-------- WORKING DATA --------

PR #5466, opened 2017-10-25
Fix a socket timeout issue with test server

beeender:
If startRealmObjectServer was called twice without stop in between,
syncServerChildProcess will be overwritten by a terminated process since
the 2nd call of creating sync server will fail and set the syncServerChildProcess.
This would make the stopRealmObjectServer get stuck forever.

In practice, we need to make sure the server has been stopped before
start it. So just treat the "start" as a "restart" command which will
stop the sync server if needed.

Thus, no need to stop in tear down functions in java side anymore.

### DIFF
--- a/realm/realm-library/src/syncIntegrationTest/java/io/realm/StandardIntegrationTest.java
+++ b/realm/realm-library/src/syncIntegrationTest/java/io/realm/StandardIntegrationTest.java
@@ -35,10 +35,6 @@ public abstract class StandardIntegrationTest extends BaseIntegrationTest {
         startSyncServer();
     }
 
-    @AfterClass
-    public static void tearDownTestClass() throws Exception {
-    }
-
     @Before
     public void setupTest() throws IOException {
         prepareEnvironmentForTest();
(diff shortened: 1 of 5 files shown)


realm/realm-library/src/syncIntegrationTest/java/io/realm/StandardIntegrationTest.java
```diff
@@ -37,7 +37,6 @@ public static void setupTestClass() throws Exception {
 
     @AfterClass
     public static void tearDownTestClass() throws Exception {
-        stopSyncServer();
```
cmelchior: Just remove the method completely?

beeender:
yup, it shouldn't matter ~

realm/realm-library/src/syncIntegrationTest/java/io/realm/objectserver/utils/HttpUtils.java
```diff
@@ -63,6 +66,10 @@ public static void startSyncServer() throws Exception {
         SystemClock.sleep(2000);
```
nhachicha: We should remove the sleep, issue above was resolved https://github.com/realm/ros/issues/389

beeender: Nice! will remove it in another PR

--------

• EXERCISE: Exactly repeat the lines above, from the opening line through the one with "-35,10 +35,6 @@", and include nothing else.

• RESULT OF THIS EXERCISE:
PR #5466, opened 2017-10-25
Fix a socket timeout issue with test server

beeender:
If startRealmObjectServer was called twice without stop in between,
syncServerChildProcess will be overwritten by a terminated process since
the 2nd call of creating sync server will fail and set the syncServerChildProcess.
This would make the stopRealmObjectServer get stuck forever.

In practice, we need to make sure the server has been stopped before
start it. So just treat the "start" as a "restart" command which will
stop the sync server if needed.

Thus, no need to stop in tear down functions in java side anymore.

### DIFF
--- a/realm/realm-library/src/syncIntegrationTest/java/io/realm/StandardIntegrationTest.java
+++ b/realm/realm-library/src/syncIntegrationTest/java/io/realm/StandardIntegrationTest.java
@@ -35,10 +35,6 @@ public abstract class StandardIntegrationTest extends BaseIntegrationTest {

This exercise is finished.